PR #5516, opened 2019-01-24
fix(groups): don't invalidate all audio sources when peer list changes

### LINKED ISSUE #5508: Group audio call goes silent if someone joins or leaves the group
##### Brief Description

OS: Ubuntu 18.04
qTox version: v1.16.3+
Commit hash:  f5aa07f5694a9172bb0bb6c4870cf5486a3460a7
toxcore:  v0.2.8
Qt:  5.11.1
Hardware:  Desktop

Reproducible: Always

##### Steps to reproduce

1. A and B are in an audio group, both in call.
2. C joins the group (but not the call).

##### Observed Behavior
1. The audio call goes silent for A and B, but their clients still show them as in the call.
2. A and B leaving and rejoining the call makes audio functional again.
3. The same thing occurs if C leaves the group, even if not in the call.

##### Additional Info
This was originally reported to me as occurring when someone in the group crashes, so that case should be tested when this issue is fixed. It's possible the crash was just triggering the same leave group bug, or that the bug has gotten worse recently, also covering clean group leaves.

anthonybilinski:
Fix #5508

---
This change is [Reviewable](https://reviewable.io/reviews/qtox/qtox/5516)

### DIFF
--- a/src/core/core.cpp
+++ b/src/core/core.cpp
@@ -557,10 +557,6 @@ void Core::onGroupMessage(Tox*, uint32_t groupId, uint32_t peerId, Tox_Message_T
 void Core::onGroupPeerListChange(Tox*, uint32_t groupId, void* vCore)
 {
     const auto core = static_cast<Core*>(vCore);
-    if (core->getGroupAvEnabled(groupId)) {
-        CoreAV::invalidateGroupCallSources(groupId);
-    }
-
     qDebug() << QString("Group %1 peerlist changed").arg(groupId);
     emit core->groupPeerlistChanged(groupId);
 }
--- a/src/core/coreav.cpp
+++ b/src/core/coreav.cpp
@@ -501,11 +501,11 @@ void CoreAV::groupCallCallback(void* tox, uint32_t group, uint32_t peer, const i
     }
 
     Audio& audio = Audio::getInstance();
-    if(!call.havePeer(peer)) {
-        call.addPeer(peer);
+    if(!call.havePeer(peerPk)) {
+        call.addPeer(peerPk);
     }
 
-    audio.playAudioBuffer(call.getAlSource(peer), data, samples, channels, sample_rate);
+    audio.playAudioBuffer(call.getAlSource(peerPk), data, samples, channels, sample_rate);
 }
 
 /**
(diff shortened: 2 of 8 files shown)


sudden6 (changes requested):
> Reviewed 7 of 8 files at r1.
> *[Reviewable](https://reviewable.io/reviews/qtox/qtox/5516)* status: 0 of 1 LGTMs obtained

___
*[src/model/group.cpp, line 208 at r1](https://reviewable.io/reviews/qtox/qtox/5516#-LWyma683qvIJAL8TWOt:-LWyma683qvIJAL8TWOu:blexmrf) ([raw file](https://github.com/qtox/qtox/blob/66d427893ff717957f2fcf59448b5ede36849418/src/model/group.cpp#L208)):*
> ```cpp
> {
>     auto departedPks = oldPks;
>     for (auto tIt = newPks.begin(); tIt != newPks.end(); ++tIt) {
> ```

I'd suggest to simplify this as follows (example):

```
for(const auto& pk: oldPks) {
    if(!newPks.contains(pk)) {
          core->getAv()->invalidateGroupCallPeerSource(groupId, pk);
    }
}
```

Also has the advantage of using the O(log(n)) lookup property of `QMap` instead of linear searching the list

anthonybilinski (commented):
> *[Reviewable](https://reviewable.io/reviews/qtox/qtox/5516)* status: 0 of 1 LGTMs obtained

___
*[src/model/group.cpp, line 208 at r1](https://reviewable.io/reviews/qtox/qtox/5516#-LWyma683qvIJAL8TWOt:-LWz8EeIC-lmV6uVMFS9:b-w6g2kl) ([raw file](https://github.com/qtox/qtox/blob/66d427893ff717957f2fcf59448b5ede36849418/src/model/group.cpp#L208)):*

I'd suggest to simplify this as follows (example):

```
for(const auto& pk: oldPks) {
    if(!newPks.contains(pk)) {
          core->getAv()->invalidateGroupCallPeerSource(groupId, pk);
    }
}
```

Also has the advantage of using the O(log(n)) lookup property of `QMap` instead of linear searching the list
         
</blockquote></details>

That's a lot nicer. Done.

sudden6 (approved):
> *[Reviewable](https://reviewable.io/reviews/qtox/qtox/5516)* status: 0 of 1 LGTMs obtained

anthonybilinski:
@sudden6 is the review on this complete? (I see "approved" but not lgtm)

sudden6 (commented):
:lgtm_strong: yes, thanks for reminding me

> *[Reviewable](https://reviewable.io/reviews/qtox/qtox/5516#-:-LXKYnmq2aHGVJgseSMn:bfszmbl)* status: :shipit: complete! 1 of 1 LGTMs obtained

_ _ _ _ _ _ _

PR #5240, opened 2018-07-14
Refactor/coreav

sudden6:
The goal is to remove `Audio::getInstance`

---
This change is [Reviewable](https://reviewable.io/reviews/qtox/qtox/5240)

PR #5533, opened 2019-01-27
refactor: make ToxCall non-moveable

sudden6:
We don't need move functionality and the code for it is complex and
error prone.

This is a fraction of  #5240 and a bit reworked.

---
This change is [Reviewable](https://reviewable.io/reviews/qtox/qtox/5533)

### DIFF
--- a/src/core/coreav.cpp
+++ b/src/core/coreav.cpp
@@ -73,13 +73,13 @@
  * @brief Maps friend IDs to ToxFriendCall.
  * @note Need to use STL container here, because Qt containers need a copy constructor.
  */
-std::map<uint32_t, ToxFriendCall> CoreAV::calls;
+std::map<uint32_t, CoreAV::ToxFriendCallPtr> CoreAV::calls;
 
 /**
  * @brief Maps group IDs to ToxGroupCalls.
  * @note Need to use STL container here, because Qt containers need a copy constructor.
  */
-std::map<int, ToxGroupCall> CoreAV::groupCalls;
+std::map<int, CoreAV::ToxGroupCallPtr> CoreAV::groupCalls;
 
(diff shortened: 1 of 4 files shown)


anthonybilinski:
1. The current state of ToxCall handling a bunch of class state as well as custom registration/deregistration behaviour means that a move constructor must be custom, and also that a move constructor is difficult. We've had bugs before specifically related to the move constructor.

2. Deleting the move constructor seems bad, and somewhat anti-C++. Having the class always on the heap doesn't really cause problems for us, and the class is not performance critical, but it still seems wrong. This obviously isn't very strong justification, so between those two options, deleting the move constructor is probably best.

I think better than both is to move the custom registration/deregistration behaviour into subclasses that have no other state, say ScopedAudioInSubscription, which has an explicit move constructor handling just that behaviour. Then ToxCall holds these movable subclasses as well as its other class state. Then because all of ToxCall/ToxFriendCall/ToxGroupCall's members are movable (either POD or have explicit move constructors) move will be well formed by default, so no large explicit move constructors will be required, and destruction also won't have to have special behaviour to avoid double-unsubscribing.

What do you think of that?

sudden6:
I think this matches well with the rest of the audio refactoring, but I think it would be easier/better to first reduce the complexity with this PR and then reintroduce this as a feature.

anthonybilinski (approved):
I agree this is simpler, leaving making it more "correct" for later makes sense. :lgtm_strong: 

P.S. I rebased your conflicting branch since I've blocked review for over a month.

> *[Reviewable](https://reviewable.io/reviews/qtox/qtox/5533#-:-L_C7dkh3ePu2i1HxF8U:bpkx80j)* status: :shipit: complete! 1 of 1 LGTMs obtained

_ _ _ _ _ _ _

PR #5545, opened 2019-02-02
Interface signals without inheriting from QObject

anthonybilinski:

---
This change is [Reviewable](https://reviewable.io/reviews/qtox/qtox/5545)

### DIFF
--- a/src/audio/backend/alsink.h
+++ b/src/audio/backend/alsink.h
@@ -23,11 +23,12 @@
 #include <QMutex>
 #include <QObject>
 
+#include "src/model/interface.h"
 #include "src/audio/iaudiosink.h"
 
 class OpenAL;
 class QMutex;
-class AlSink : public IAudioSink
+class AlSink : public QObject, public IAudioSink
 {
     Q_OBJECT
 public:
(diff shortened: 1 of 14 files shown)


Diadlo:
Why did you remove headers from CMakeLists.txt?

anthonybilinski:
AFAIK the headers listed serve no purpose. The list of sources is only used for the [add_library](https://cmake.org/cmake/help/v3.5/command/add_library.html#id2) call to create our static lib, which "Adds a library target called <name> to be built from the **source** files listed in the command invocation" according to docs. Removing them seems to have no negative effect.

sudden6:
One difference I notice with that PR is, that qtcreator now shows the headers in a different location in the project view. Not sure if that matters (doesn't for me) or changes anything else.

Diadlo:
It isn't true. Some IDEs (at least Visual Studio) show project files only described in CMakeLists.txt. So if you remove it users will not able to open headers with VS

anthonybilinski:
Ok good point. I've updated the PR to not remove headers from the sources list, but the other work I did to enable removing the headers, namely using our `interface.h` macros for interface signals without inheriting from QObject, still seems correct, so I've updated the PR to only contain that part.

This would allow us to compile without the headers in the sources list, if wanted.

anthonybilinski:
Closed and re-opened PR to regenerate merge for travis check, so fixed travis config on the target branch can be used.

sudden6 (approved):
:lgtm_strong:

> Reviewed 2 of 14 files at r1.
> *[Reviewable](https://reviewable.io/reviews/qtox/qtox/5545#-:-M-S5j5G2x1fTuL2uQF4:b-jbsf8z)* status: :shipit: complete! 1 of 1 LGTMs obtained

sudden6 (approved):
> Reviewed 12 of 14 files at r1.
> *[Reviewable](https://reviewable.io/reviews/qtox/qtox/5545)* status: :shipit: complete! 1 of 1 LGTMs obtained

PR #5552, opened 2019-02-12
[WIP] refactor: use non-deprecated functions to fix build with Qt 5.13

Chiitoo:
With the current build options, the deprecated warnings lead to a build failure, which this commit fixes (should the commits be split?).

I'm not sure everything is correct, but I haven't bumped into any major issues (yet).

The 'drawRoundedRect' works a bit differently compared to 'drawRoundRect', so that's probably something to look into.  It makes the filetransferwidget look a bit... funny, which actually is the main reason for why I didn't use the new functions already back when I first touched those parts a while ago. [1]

_ _ _ _ _ _ _

* **Requirement**
Copy every line from the material in which the word "deregistration" can be found.

* **Solution**
1. The current state of ToxCall handling a bunch of class state as well as custom registration/deregistration behaviour means that a move constructor must be custom, and also that a move constructor is difficult. We've had bugs before specifically related to the move constructor.
I think better than both is to move the custom registration/deregistration behaviour into subclasses that have no other state, say ScopedAudioInSubscription, which has an explicit move constructor handling just that behaviour. Then ToxCall holds these movable subclasses as well as its other class state. Then because all of ToxCall/ToxFriendCall/ToxGroupCall's members are movable (either POD or have explicit move constructors) move will be well formed by default, so no large explicit move constructors will be required, and destruction also won't have to have special behaviour to avoid double-unsubscribing.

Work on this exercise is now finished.